Monday, December 6, 2010

Lecture Review #1 Paho Mann


Paho Mann is an artist working in photography and various digital processes.  Much of his work is an examination of the mass produced versus individualism.  Each body of this work has a consistent theme that has brought him into his current pieces.
Mann truly began to find himself when he worked on his junk drawers and medicine cabinet project.  In an attempt to see if their was a difference between peoples junk drawers through their varying economic levels, Mann discovered that despite a difference in income, we are similar in what we hoard, what we buy, what we want, what we keep, what we need.

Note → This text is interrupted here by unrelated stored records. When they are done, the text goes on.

PR #183, opened 2026-06-19
Load XPCOM-dependent libraries with RTLD_LOCAL

abranson:
Keep Gecko's bundled mozsqlite symbols out of the process-global namespace when WebView applications also use sqlite.


abranson:
Still manages to sneak through. Think I'll have to switch back to system-sqlite.

PR #316, opened 2020-03-17
Support binary downloads

ry:


tools/download_file.py
```diff
@@ -0,0 +1,73 @@
...
+    """Download url into output_file."""
+    CHUNK_SIZE = 4096
+    TOTAL_DOTS = 10
+    num_retries = 3
+    retry_wait_s = 5  # Doubled at each retry.
+
+    while True:
+        try:
+            response = urlopen(url)
+            content_length = int(response.headers['content-length'])
```
piscisaureus: Is this reliable? When I switched the gn/ninja download to come from github I found that the content-length header was not always present.

build.rs
```diff
@@ -23,9 +28,12 @@ fn main() {
     .map(|s| s.starts_with("rls"))
     .unwrap_or(false);
 
-  if !(is_trybuild || is_cargo_doc | is_rls) {
+  if BINARY_BUILD {
```
piscisaureus: `if cfg!(feature = "binary")` not working here?

build.rs
```diff
@@ -166,6 +174,70 @@ fn download_ninja_gn_binaries() {
...
 }
 
+fn static_lib_url() -> (String, String) {
+  let target = std::env::var("TARGET").unwrap();
+  let profile = std::env::var("PROFILE").unwrap();
+  assert!(profile == "release" || profile == "debug");
+  let base = "https://github.com/denoland/rusty_v8/releases/download/v0.3.6/";
+  #[cfg(windows)]
+  {
+    let url = format!("{}/rusty_v8_{}_{}.lib", base, profile, target);
```
piscisaureus: There are no windows 'debug' builds.

aniketbiprojit:
How do I consume the binary build in deno_core Cargo.toml? Even using `V8_FROM_SOURCE=1` how does that happen?

PR #321, opened 2020-03-23
Implement GetPrototype and SetPrototype on objects

Protryon:


tests/test_api.rs
```diff
@@ -2805,3 +2805,32 @@ fn take_heap_snapshot() {
...
+      v8::String::new(scope, "test_proto_key").unwrap().into();
+    let value_local: v8::Local<v8::Value> =
+      v8::String::new(scope, "test_proto_value").unwrap().into();
+    proto_obj.set(context, key_local, value_local);
+    obj.set_prototype(context, proto_obj.into());
+
+    let sub_gotten = obj.get(scope, context, key_local).unwrap();
+    assert!(sub_gotten.is_string());
+    let sub_gotten = sub_gotten.to_string(scope).unwrap();
+    assert_eq!(sub_gotten.to_rust_string_lossy(scope), "test_proto_value");
```
bnoordhuis: It would be good to test the behavior of:

1. setting the prototype to a non-object value (null, undefined), and
2. retrieving the prototype of a JS-created object `var obj = { __proto__: null }`:
```rust
let val = eval(scope, context, "({ __proto__: null })").unwrap();
let obj = val.to_object(scope).unwrap();
assert!(obj.get_prototype(scope).is_null());
```

Issue #304, opened 2020-03-13
Support for Externals


JohnDoneth:
Currently it doesn't appear that we can use `v8::External`'s from Rust.

I would like to bind a Rust struct to the VM and the way I would do that in C++ would be to store the pointer using `obj->SetInternalField(0, External::New(myobjectpointer));` and then back again.

It would be awesome if we could `Box` up a struct and put it in an `External` by it's pointer. I'm not sure if there's a way to do that in the reverse without using unsafe but I would be happy with that as I know what types I am using.

The last thing to keep in mind is that a way to provide a finalizer to drop the box and free the memory should be possible in order to avoid holding onto memory forever. From a quick search it looks like `PersistentBase::SetWeak` is used to cleanup memory for bound C++ classes in Node.js. I'm not sure how this would translate to Rust.

piscisaureus:
Support for 'External' was added in https://github.com/denoland/rusty_v8/commit/82d02870286ebb9ae75639d775d0af6b97eca00.

Support for weak handles / finalizers is yet TBD, which I consider a separate issue.

PR #327, opened 2020-03-28
Weakable Globals & FFI Object Wrapping

Protryon:
This PR:
* Fixes an apparent non-deterministic test that depended on a script id
* Adds `Isolate::request_garbage_collection_for_testing` for GC-related tests
* Adds internal field support to `Object`s through:
    * `Object::internal_field_count`
    * `Object::get_internal_field` -- unsafe
    * `Object::set_internal_field` -- unsafe
    * `Object::get_internal_field_ptr` -- unsafe
    * `Object::set_internal_field_ptr` -- unsafe
    * `ObjectTemplate::internal_field_count`
    * `ObjectTemplate::set_internal_field_count`
    * The non-ptr variants could be made safe in the future by fully managing internal fields, but inside V8 the non-ptr and ptr variants overlap, so these have been marked unsafe.
* Adds a subset of weak support to `Global`s through:
    * `Global::set_weak`
    * `Global::is_weak`
    * `Global::clear_weak`

This PR partially addresses #304.


ry:
@protryon Thanks - the patch generally looks good - except for ObjectWrap. It certainly looks useful but in rusty_v8 we’re trying to stick as close to the C++ API as possible. Could you remove it?

Protryon:
@ry Done. I have made `Global::Weakable` a public unsafe trait in order to allow foreign implementation of analogs to `ObjectWrap`. I figure I'll publish a crate for `ObjectWrap` once this lands.

piscisaureus:
@Protryon 

I'm generally in favor of adding these bindings; thank you so much for all the hard work you put into it.

However I have doubts about safely of auto-resetting "phantom" handles as it's done in the DefaultWeakable trait implementation. In Rust all types, including Globals, are freely movable; if the user moves the global to a different memory address V8 will not find out, risking memory corruption. I think that generally it is better to just provide weak callbacks and let the user decide what to do with them.

Second, it interferes a bit with an item on my roadmap which is to make Globals behave much more like Local handles. That is, they would not be allowed to be empty (use `Option<Global<T>>` instead for nullable handles) and it would not be mandatory to always convert them to Locals before they can be passed into various APIs. I believe it is possible to do this safely because the borrow checker can verify that a Global doesn't "disappear" while in use. If we let weak handles auto-reset that is no longer a possibility.

I believe a better solution would be to define a separate type for weak handles, much like the Arc/Weak split in Rust.

Now I won't be working on this very soon, and your patch generally looks solid, so I can land it in the meantime. However there is a risk that I might have to undo parts of it later on as we move forward with these plans.

Protryon:
Replaced by #335 .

Mann then began to work on is re-inhabited Circle K project, in which he photographed, in the same centralized manner, a re-inhabited convenience store.  He began to really study what we create in society and how we either recycle it or throw it out.  
His final project is very interesting.  He has taken photographs of trash at the dump and has created a database that organizes the trash by certain categories so that one might see what and how much we throw out.  He then compiled an image using multiple image layers.  One of the final images was an image of all opaque/white plastic bottles which caused the viewer to look at the bottles in a different way.
Mann’s work was very eye opening in that it allows the viewer to think about the amount of waste we produce.  We buy things, hoard things and dispose of things which has a grave affect on the world and our environment.  By putting this information into an online database he has given the viewer the opportunity to see this shocking fact that humans waste so much and hoard things as if the more things we have, the more success we attain.